Re: [RFC PATCH 5/5] mm proc/task_mmu.c: add hugetlb specific routine for clear_refs

From: Mike Kravetz
Date: Thu Feb 18 2021 - 19:15:40 EST


On 2/17/21 12:25 PM, Peter Xu wrote:
> On Wed, Feb 10, 2021 at 04:03:22PM -0800, Mike Kravetz wrote:
>> There was is no hugetlb specific routine for clearing soft dirty and
>> other referrences. The 'default' routines would only clear the
>> VM_SOFTDIRTY flag in the vma.
>>
>> Add new routine specifically for hugetlb vmas.
>>
>> Signed-off-by: Mike Kravetz <mike.kravetz@xxxxxxxxxx>
>> ---
>> fs/proc/task_mmu.c | 110 +++++++++++++++++++++++++++++++++++++++++++++
>> 1 file changed, 110 insertions(+)
>>
>> diff --git a/fs/proc/task_mmu.c b/fs/proc/task_mmu.c
>> index 829b35016aaa..f06cf9b131a8 100644
>> --- a/fs/proc/task_mmu.c
>> +++ b/fs/proc/task_mmu.c
>> @@ -1116,6 +1116,115 @@ static inline void clear_soft_dirty_pmd(struct vm_area_struct *vma,
>> }
>> #endif
>>
>> +#ifdef CONFIG_HUGETLB_PAGE
>> +static inline bool huge_pte_is_pinned(struct vm_area_struct *vma,
>> + unsigned long addr, pte_t pte)
>> +{
>> + struct page *page;
>> +
>> + if (likely(!atomic_read(&vma->vm_mm->has_pinned)))
>> + return false;
>> + page = pte_page(pte);
>> + if (!page)
>> + return false;
>> + return page_maybe_dma_pinned(page);
>> +}
>> +
>> +static int clear_refs_hugetlb_range(pte_t *ptep, unsigned long hmask,
>> + unsigned long addr, unsigned long end,
>> + struct mm_walk *walk)
>> +{
>> + struct clear_refs_private *cp = walk->private;
>> + struct vm_area_struct *vma = walk->vma;
>> + struct hstate *h = hstate_vma(walk->vma);
>> + unsigned long adj_start = addr, adj_end = end;
>> + spinlock_t *ptl;
>> + pte_t old_pte, pte;
>> +
>> + /*
>> + * clear_refs should only operate on complete vmas. Therefore,
>> + * values passed here should be huge page aligned and huge page
>> + * size in length. Quick validation before taking any action in
>> + * case upstream code is changed.
>> + */
>> + if ((addr & hmask) != addr || end - addr != huge_page_size(h)) {
>> + WARN_ONCE(1, "%s passed unaligned address\n", __func__);
>> + return 1;
>> + }
>
> I wouldn't worry too much on the interface change - The one who will change the
> interface should guarantee all existing hooks will still work, isn't it? :)

Yeah, I can drop this.

> It's slightly confusing to me on why "clear_refs should only operate on
> complete vmas" is related to the check, though.

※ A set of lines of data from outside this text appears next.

PR #903, opened 2023-05-10
Support Unix sockets for HTTP/1

vigchan:
Extrapolating the code from HTTP/2 support

### DIFF
--- a/r2-netty/src/main/java/com/linkedin/r2/netty/client/http/HttpChannelPoolFactory.java
+++ b/r2-netty/src/main/java/com/linkedin/r2/netty/client/http/HttpChannelPoolFactory.java
@@ -29,7 +29,6 @@ import io.netty.channel.ChannelInitializer;
 import io.netty.channel.ChannelOption;
 import io.netty.channel.EventLoopGroup;
 import io.netty.channel.epoll.EpollDomainSocketChannel;
-import io.netty.channel.epoll.EpollEventLoopGroup;
 import io.netty.channel.group.ChannelGroup;
 import io.netty.channel.socket.nio.NioSocketChannel;
 import java.net.SocketAddress;
@@ -95,19 +94,13 @@ public class HttpChannelPoolFactory implements ChannelPoolFactory
     _tcpNoDelay = tcpNoDelay;
     _channelPoolWaiterTimeout = channelPoolWaiterTimeout;
 
-    if (!StringUtils.isEmpty(udsAddress)) {
-      _bootstrap = new Bootstrap().
-          group(eventLoopGroup).
-          channel(EpollDomainSocketChannel.class).
-          option(ChannelOption.CONNECT_TIMEOUT_MILLIS, connectTimeout).
-          handler(initializer);
-    } else {
-      _bootstrap = new Bootstrap().
-          group(eventLoopGroup).
-          channel(NioSocketChannel.class).
-          option(ChannelOption.CONNECT_TIMEOUT_MILLIS, connectTimeout).
-          handler(initializer);
-    }
+    Bootstrap bootstrap = !StringUtils.isEmpty(udsAddress) ?
+        new Bootstrap().channel(EpollDomainSocketChannel.class) : new Bootstrap().channel(NioSocketChannel.class);
+
+    _bootstrap = bootstrap
+        .group(eventLoopGroup)
+        .option(ChannelOption.CONNECT_TIMEOUT_MILLIS, connectTimeout)
+        .handler(initializer);
   }
 
   @Override
--- a/r2-netty/src/main/java/com/linkedin/r2/netty/client/http/HttpChannelPoolFactory.java
+++ b/r2-netty/src/main/java/com/linkedin/r2/netty/client/http/HttpChannelPoolFactory.java
@@ -28,12 +28,16 @@ import io.netty.channel.Channel;
 import io.netty.channel.ChannelInitializer;
 import io.netty.channel.ChannelOption;
 import io.netty.channel.EventLoopGroup;
+import io.netty.channel.epoll.EpollDomainSocketChannel;
+import io.netty.channel.epoll.EpollEventLoopGroup;
 import io.netty.channel.group.ChannelGroup;
 import io.netty.channel.socket.nio.NioSocketChannel;
 import java.net.SocketAddress;
 import java.util.concurrent.ScheduledExecutorService;
 import javax.net.ssl.SSLContext;
 import javax.net.ssl.SSLParameters;
+import org.apache.commons.lang.StringUtils;
+
 
 /**
  * Factory class to produce {@link AsyncPool}&#060;{@link Channel}&#062; for Http Channels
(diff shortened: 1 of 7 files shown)


gu0keno0:
cc: @nizarm @jpstewart @rickzx @bohhyang This is a R2 related change for service mesh.

r2-netty/src/main/java/com/linkedin/r2/netty/client/http/HttpChannelPoolFactory.java
```diff
@@ -90,8 +96,19 @@ public HttpChannelPoolFactory(
     _tcpNoDelay = tcpNoDelay;
     _channelPoolWaiterTimeout = channelPoolWaiterTimeout;
 
-    _bootstrap = new Bootstrap().group(eventLoopGroup).channel(NioSocketChannel.class).
-        option(ChannelOption.CONNECT_TIMEOUT_MILLIS, connectTimeout).handler(initializer);
+    if (!StringUtils.isEmpty(_udsAddress)) {
+      _bootstrap = new Bootstrap().
+          group(new EpollEventLoopGroup()).
```
jpstewart, line 101: Could this event loop group be injected from the factory? Should it be different from `eventLoopGroup`?
In `ChannelPoolManagerFactoryImpl` it says the creator of the factory has responsibility for shutting down the event loop group; I don't see this one being shut down?

r2-netty/src/main/java/com/linkedin/r2/netty/client/http/HttpChannelPoolFactory.java
```diff
@@ -90,8 +96,19 @@ public HttpChannelPoolFactory(
     _tcpNoDelay = tcpNoDelay;
     _channelPoolWaiterTimeout = channelPoolWaiterTimeout;
 
-    _bootstrap = new Bootstrap().group(eventLoopGroup).channel(NioSocketChannel.class).
-        option(ChannelOption.CONNECT_TIMEOUT_MILLIS, connectTimeout).handler(initializer);
+    if (!StringUtils.isEmpty(_udsAddress)) {
```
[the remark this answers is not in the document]
jpstewart: Since `udsAddress` is only used in this constructor, this probably should just use the parameter and the field could be dropped.

r2-netty/src/main/java/com/linkedin/r2/netty/client/http/HttpChannelPoolFactory.java
```diff
@@ -96,9 +95,9 @@ public HttpChannelPoolFactory(
     _tcpNoDelay = tcpNoDelay;
     _channelPoolWaiterTimeout = channelPoolWaiterTimeout;
 
-    if (!StringUtils.isEmpty(_udsAddress)) {
+    if (!StringUtils.isEmpty(udsAddress)) {
       _bootstrap = new Bootstrap().
-          group(new EpollEventLoopGroup()).
+          group(eventLoopGroup).
           channel(EpollDomainSocketChannel.class).
```
jpstewart, line 101: Can this be simplified into a single bootstrap assignment, with a ternary for the socket channel class?

r2-netty/src/main/java/com/linkedin/r2/netty/client/http2/Http2ChannelPoolFactory.java
```diff
@@ -124,7 +124,7 @@ public Http2ChannelPoolFactory(
 
     if (!StringUtils.isEmpty(_udsAddress)) {
       _bootstrap = new Bootstrap().
-          group(new EpollEventLoopGroup()).
+          group(eventLoopGroup).
           channel(EpollDomainSocketChannel.class).
```
jpstewart, line 128: Same as above.

r2-netty/src/main/java/com/linkedin/r2/netty/client/http/HttpChannelPoolFactory.java
```diff
@@ -28,12 +28,16 @@
 import io.netty.channel.ChannelInitializer;
 import io.netty.channel.ChannelOption;
 import io.netty.channel.EventLoopGroup;
+import io.netty.channel.epoll.EpollDomainSocketChannel;
+import io.netty.channel.epoll.EpollEventLoopGroup;
```
jpstewart, line 32: Unused import.

r2-netty/src/main/java/com/linkedin/r2/netty/client/http2/Http2ChannelPoolFactory.java
jpstewart: In this case, where do we use the `EPollEventGroupLoop`? Is the change to inject that type where appropriate coming in a later PR, or being left to downstream consumers?

r2-netty/src/main/java/com/linkedin/r2/netty/client/http/HttpChannelPoolFactory.java
vigchan: This is a great point, that you called out about shutdown. Thank you. I have tried to address it two ways:
- Changes to the HttpClientFactory class, where the default would be `EpollEventLoopGroup`
- Added a change in `container` lib to pass in `EpolllEventLoopGroup` as well. This should hopefully address the problem. Please do let me know if I can handle this in a better way.

r2-netty/src/main/java/com/linkedin/r2/netty/client/http/HttpChannelPoolFactory.java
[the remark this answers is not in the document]
vigchan: This should hopefully be addressed now.

r2-netty/src/main/java/com/linkedin/r2/netty/client/http2/Http2ChannelPoolFactory.java
vigchan: It turns out that I do need to use `EpollEventLoopGroup`. Without this the Unix socket transport does not get instantiated properly. I have the container changes here -> https://linkedin.ghe.com/multiproduct/container/compare/uds-support?expand=1

jpstewart (approved):

jpstewart:
Looks like this just needs rebased and the version number and changelog updated.

vigchan:
> Looks like this just needs rebased and the version number and changelog updated.

Thank you so much. I think I updated the code now and hopefully there are no issues. I also have a test that keeps failing on local linux :
```
Gradle suite > Gradle test > com.linkedin.r2.transport.http.server.TestAsyncLockup > testAsyncLockup FAILED
    java.util.concurrent.TimeoutException at TestAsyncLockup.java:9
 ```
 Do I have to worry about this?

jpstewart:
> > Looks like this just needs rebased and the version number and changelog updated.
> 
> Thank you so much. I think I updated the code now and hopefully there are no issues. I also have a test that keeps failing on local linux :
> 
> ```
> Gradle suite > Gradle test > com.linkedin.r2.transport.http.server.TestAsyncLockup > testAsyncLockup FAILED
>     java.util.concurrent.TimeoutException at TestAsyncLockup.java:9
> ```
> 
> Do I have to worry about this?

I'll see if it also happens in the github test job. There are a number of flaky async tests.

jpstewart:
The tests are running fine on Github.

vigchan:
> The tests are running fine on Github.

Awesome! Thank you. Would you be able to merge the PR as well? I don't have the privileges to do so :)

jpstewart:
The branch currently needs rebased before merging.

Mostly me thinking that since it is operating on complete (hugetlb) vma,
then we know vms is huge page aligned and a multiple of huge page in size.
So, all passed addressed should be huge page aligned as well.

>
>> +
>> + ptl = huge_pte_lock(hstate_vma(vma), walk->mm, ptep);
>> +
>> + /* Soft dirty and pmd sharing do not mix */
>
> Right, this seems to be a placeholder for unsharing code.

Sorry, comment was left over from earlier code. Unsharing is actually
done below, I forgot to remove comment.

> Though maybe we can do that earlier in pre_vma() hook? That should be per-vma
> rather than handling one specific huge page here, hence more efficient imho.

Yes, let me look into that. The code below is certianly not the most
efficient.

> this reminded me that I should also better move hugetlb_unshare_all_pmds() of
> my other patch into hugetlb.c, so that this code can call it. Currently it's a
> static function in userfaultfd.c.
>
>> +
>> + pte = huge_ptep_get(ptep);
>> + if (!pte_present(pte))
>> + goto out;
>> + if (unlikely(is_hugetlb_entry_hwpoisoned(pte)))
>> + goto out;
>> +
>> + if (cp->type == CLEAR_REFS_SOFT_DIRTY) {
>
> Maybe move this check into clear_refs_test_walk()? We can bail out earlier if:
>
> (is_vm_hugetlb_page(vma) && (type != CLEAR_REFS_SOFT_DIRTY))
>

Yes, we can do that. I was patterning this after the other 'clear_refs'
routines. But, they can clear things besides soft dirty. Since soft
dirty is the only thing handled for hugetlb, we can bail earlier.

>> + if (huge_pte_is_pinned(vma, addr, pte))
>> + goto out;
>
> Out of topic of this patchset, but it's definitely a pity that we can't track
> soft dirty for pinned pages. Currently the assumption of the pte code path is:
> "if this page can be DMA written then we won't know whether data changed after
> all, then tracking dirty is meaningless", however that's prone to change when
> new hardwares coming, say, IOMMU could start to trap DMA writes already.
>
> But again that's another story.. and we should just follow what we do with
> non-hugetlbfs for sure here, until some day if we'd like to revive soft dirty
> tracking with pinned pages.
>
>> +
>> + /*
>> + * soft dirty and pmd sharing do not work together as
>> + * per-process is tracked in ptes, and pmd sharing allows
>> + * processed to share ptes. We unshare any pmds here.
>> + */
>> + adjust_range_if_pmd_sharing_possible(vma, &adj_start, &adj_end);
>
> Ideally when reach here, huge pmd sharing won't ever exist, right? Then do we
> still need to adjust the range at all?

Right, we should be able to do it earlier.

Thanks again for taking a look at this.
--
Mike Kravetz

>
> Thanks,
>